[Provided data]
PR #4516, opened 2026-07-20
Prevent time-event callback destructors from aborting on thread-local teardown

folknor:
A follow-up to the time-event callback registry added in #4496, whose thread-local callback map is read infallibly from two `Drop`-reachable paths.

## Infallible registry access from a destructor aborts on thread-local teardown

`TimeEventCallbackToken::remove_on_owner_thread` and `TimeEventCallbackLease::drop` (both `crates/common/src/runner.rs`) reach `TIME_EVENT_CALLBACKS.with(...)`, which panics with `AccessError` once that thread-local has been destroyed. Both are reachable from a destructor: `LiveTimer::drop` -> `close_registered_callback` -> `TimeEventCallbackToken::close` -> `remove_on_owner_thread`, and the final-lease arm of `TimeEventCallbackLease::drop`. The `owner == thread::current().id()` guard does not defend against this - the destructor runs on the owner thread, so the guard passes and the call then touches an already-freed thread-local. A panic inside a TLS destructor aborts the process.

The window is a `LiveTimer` (or a still-queued `TimeEventCallbackLease`) outliving the registry thread-local at thread exit. It is observable when a node is dropped without a graceful stop: a `RustLocal` equity/aggregation timer armed on a `LiveClock` is kept alive by a strong `Rc` held in `MESSAGE_BUS`-owned handlers, so the clock - and its timers - drop during thread teardown, after `TIME_EVENT_CALLBACKS` has been destroyed. The failure surfaces as `cannot access a Thread Local Storage value during or after destruction: AccessError` -> `thread local panicked on drop` -> SIGABRT.

Both sites now use `try_with` and discard the `AccessError`: if the thread-local is already gone the entry cannot be removed and need not be, since the map is being torn down. The removed entry is returned out of the closure so it drops after the `RefCell` borrow is released, and the teardown path does not log (the logging thread-local may itself be in teardown). On a live owner thread `try_with` resolves the same instance and performs the identical removal, so the non-teardown path is unchanged; `RefCell` borrow panics still propagate.

## Testing

Two `#[rstest]` cases in `crates/common/src/runner.rs`, each reproducing the teardown ordering by initializing a holder thread-local before `TIME_EVENT_CALLBACKS`, so the registry is torn down first and the held value's destructor runs against gone TLS:

- `test_final_lease_drop_survives_registry_tls_teardown` pins the `TimeEventCallbackLease::drop` path: a final, closed lease is parked in the holder and drops after the registry.
- `test_owner_close_survives_registry_tls_teardown` pins the `remove_on_owner_thread` path via a `CloseOnDrop` wrapper that calls `token.close()` from its own `Drop`, standing in for `LiveTimer::drop` without dragging in the global runtime, a task, or a sender.

Each runs the drop inside a spawned thread and asserts the thread joins - an abort would take the whole test binary down with SIGABRT, not fail an assertion. Both were verified to abort with `AccessError` / SIGABRT against the unfixed `.with` code across the default, ffi, and live sweeps, and to pass with `try_with`. No wall-clock waits.

The reproduction relies on the platform's thread-local destruction order (holder initialized before the registry, destroyed after it), which matches the reported Linux abort; the fix itself makes the destructor order-independent.

## Restore the blank line before control-flow constructs

The repository style requires a blank line above a control-flow construct (`if`, `match`, ...) unless the preceding line opens a block, is a comment or attribute, or shares an identifier with the condition. Thirty-one sites across twenty files had drifted from it. Each gets a single blank line inserted - whitespace-only, no behavior change, no tests - bundled here so the branch is clean under the style gate.

### DIFF
--- a/crates/adapters/architect_ax/src/data.rs
+++ b/crates/adapters/architect_ax/src/data.rs
@@ -1183,6 +1183,7 @@ fn handle_md_message(
             let quotes_subscribed = sdt_snap
                 .get(symbol.as_str())
                 .is_some_and(|entry| entry.quotes);
+
             if quotes_subscribed {
                 match parse_book_l2_quote(&book, instrument, ts_init()) {
                     Ok(quote) => {
@@ -1214,6 +1215,7 @@ fn handle_md_message(
             let quotes_subscribed = sdt_snap
                 .get(symbol.as_str())
                 .is_some_and(|entry| entry.quotes);
+
             if quotes_subscribed {
                 match parse_book_l3_quote(&book, instrument, ts_init()) {
                     Ok(quote) => {
@@ -1238,6 +1240,7 @@ fn handle_md_message(
             let mark_prices_subscribed = sdt_snap
                 .get(ticker.s.as_str())
                 .is_some_and(|e| e.mark_prices);
+
             if mark_prices_subscribed && let Some(mark_price) = ticker.m {
                 match Price::from_decimal_dp(mark_price, price_precision) {
                     Ok(price) => {
@@ -1254,6 +1257,7 @@ fn handle_md_message(
                 let status_subscribed = sdt_snap
                     .get(ticker.s.as_str())
                     .is_some_and(|e| e.instrument_status);
+
                 if status_subscribed {
                     let prev = instrument_states.insert(ticker.s, state);
                     if prev != Some(state) {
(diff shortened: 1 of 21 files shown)


cjdsellers (approved):
Hey @folknor

Thanks for tracking this down and adding focused regression tests. The `try_with` changes look correct, and this is ready to merge as-is. I'll handle the release-note entry and consider a focused re-entrant-removal regression test as follow-ups.

The formatting changes are also appreciated and follow the codebase convention. It looks like the Rust formatting pre-commit hook scanned the full tree once this PR touched `runner.rs`; for future changes, we'd prefer repo-wide formatting cleanup in a separate PR so the behavioral change stays clear.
[/Provided data]
*What you need to do:* When a line in the records above contains the word "that", copy it.

*Answer section:*
`TimeEventCallbackToken::remove_on_owner_thread` and `TimeEventCallbackLease::drop` (both `crates/common/src/runner.rs`) reach `TIME_EVENT_CALLBACKS.with(...)`, which panics with `AccessError` once that thread-local has been destroyed. Both are reachable from a destructor: `LiveTimer::drop` -> `close_registered_callback` -> `TimeEventCallbackToken::close` -> `remove_on_owner_thread`, and the final-lease arm of `TimeEventCallbackLease::drop`. The `owner == thread::current().id()` guard does not defend against this - the destructor runs on the owner thread, so the guard passes and the call then touches an already-freed thread-local. A panic inside a TLS destructor aborts the process.
- `test_owner_close_survives_registry_tls_teardown` pins the `remove_on_owner_thread` path via a `CloseOnDrop` wrapper that calls `token.close()` from its own `Drop`, standing in for `LiveTimer::drop` without dragging in the global runtime, a task, or a sender.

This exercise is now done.